Note: (1) The figures in () are t values; (2) The numbers in [] represent the marginal effect of population density change; (3) *, **, *** are coefficients different from zero at 10%, 5%, and 1% significance levels, respectively; (4) @ is 1,000 times that of Slope Temperature, @@ is the natural logarithmic of the original average elevation. (5) Standard error was adjusted for clusters in each sample; (6) All models were implemented by STATA13.0.

According to the related theories, population emigration positively impacts vegetation greenness. Table 2 shows the results of the influences of population emigration on vegetation greenness. Based on these results of the five models, population emigration can all significantly promote the increasing trend of NDVI in the entire Taihang Mountains area. Model 1 only introduced the population density change as the explanatory variable. At the 1% significance level, the population density change was significantly negative and the marginal effect was −0.072, namely 1% of population emigration can increase the NDVI variation trend by 0.072%. On the basis of Model 1, Model 2 introduced the land use intensity, and the population density change was still significantly negative at the 1% level, with a marginal effect of about −0.0685. On the basis of Model 2, we continued to introduce natural factors, including climate and topographic factors, and the marginal effects of population density change on NDVI variation trend was reduced. Nevertheless, population density change still had significantly negative impacts on the NDVI variation trend at a 1% significance level. 1% of population emigration can therefore increase the NDVI variation trend by 0.0597% in the model 5.

The standard partial regression coefficient reflects the degree of the direct effects of independent variables on the dependent variables under the condition of controlling other variables. In Table 2, the standard partial regression coefficients of variables in Model 5 demonstrate that the main influencing factors for the NDVI variation trend in the Taihang Mountains in the last 10 years include elevation, population density change, variation trend of precipitation, average aspect and variation trend of temperature (these factors are arranged according to their influencing degrees from high to low). From the perspective of influencing direction, the population density change had a significantly negative influence on the NDVI variation trend, whereas the average elevation, average aspect, and temperature change trend had a significantly positive influence on the NDVI variation trend.

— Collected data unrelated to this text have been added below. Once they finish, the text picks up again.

PR #107, opened 2022-10-09
Fix and clean-up of open sandbox provisioning scripts, align submit scripts

jfomhover:
## Purpose

This PR fixes the open sandbox setup, and cleans up the bicep scripts for the open non-secure provisioning.

In particular:
- orchestrator and silos are now just a "pair" of compute and storage with the same provisioning script
- permission model is applied outside of pair provisioning
- fixes the issue with cross-geo computes

```
[x] Yes
[ ] No
```

## Pull Request Type

```
[x] Bugfix
[ ] Feature
[ ] Other... Please describe:
```

## What to Check

* provision an open sandbox with bicep scripts
* run both native+factory submits out of the box


mlops/bicep/open_sandbox_setup.bicep
```diff
@@ -43,12 +46,6 @@ param siloRegions array = [
 @description('The VM used for creating compute clusters in orchestrator and silos.')
 param computeSKU string = 'Standard_DS13_v2'
 
-@description('The number of nodes used for creating compute clusters in orchestrator.')
-param computeNodes int = 4
```
thomasp-ms, line 47: I suppose this deletion was due to a wrong merge. This is fairly minor so let's stick with the magic number - I'll fix it in the next iteration

thomasp-ms (approved):

PR #381, opened 2024-03-26
Dm/trace trees

danmatichuk:
add SymSequenceTree datatype for representing all possible traces through a CFAR


jim-carciofini:
@danmatichuk I think this is good to pull into master assuming CI passes. I have the GUI processing the instruction trees and new dialogs to display the instruction trees.

PR #412, opened 2024-06-21
binja: explicitly specify expected platform for pate container

thebendavis:
Match platform in Dockerfile, avoid platform mismatch warning on non-native platforms (e.g. arm64 macs)


jim-carciofini (approved):
Looks good. Same docker arg I used for MCAD.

In Table 2, the standard partial regression coefficients demonstrate that elevation had the largest contribution rate to the NDVI variation trend. To this end, we built three models for the higher-, middle-, and lower-elevation regions separately to further explain the trend of vegetation variations. From the perspective of all elevation scopes, there was a significant difference in the influence of population emigration on the NDVI variation trend. It is clear that, in the past decade, population emigration had significant impact on vegetation greenness in the lower- and middle-elevation regions, while there was no significant impact of population emigration on vegetation greenness in higher-elevation region (Table 3).

Table 3

Explanatory model for trend of NDVI variation in regions with lower, middle, and higher elevation.

Explained variable: Slope NDVI		Model 6 Lower elevation	Model 7 Middle elevation	Model 8 Higher elevation
Explanatory variable	Population density change	−0.055***	−0.073***	−0.048
		(−6.83)	(−6.03)	(−1.47)
		[−0.0545]	[-0.0734]	[−0.0480]
Control variable	Land use intensity change	0.155	−0.689	2.15***
		(0.25)	(−0.33)	(3.04)
	Slope temperature@	0.093	0.178	0.468***
		(0.70)	(1.52)	(4.35)
	Slope precipitation	1.02***	−0.054	-0.089
		(4.21)	(−0.59)	(−2.66)
	Average aspect	0.090	0.133	0.173**
		(1.01)	(1.58)	(2.57)
	Average gradient	0.497	0.812***	−1.53***
		(0.90)	(2.69)	(−5.47)
	Constant	31.056**	40.313 **	76.501 ***
		(2.19)	(2.52)	(5.94)
	Number of observations	245	324	421
	Adjusted R−squared	0. 379	0.160	0.201
	F	25.65	16.22	14.78

Note: (1) The figures in () are t values; (2) The numbers in [] represent the marginal effects of PDC; (3) *, **, *** are coefficients different from zero at 10%, 5%, and 1% significance levels, respectively; (4) @ is 1,000 times that of Slope Temperature. (5) Standard error was adjusted for clusters in each sample; (6) All models were implemented by STATA13.0.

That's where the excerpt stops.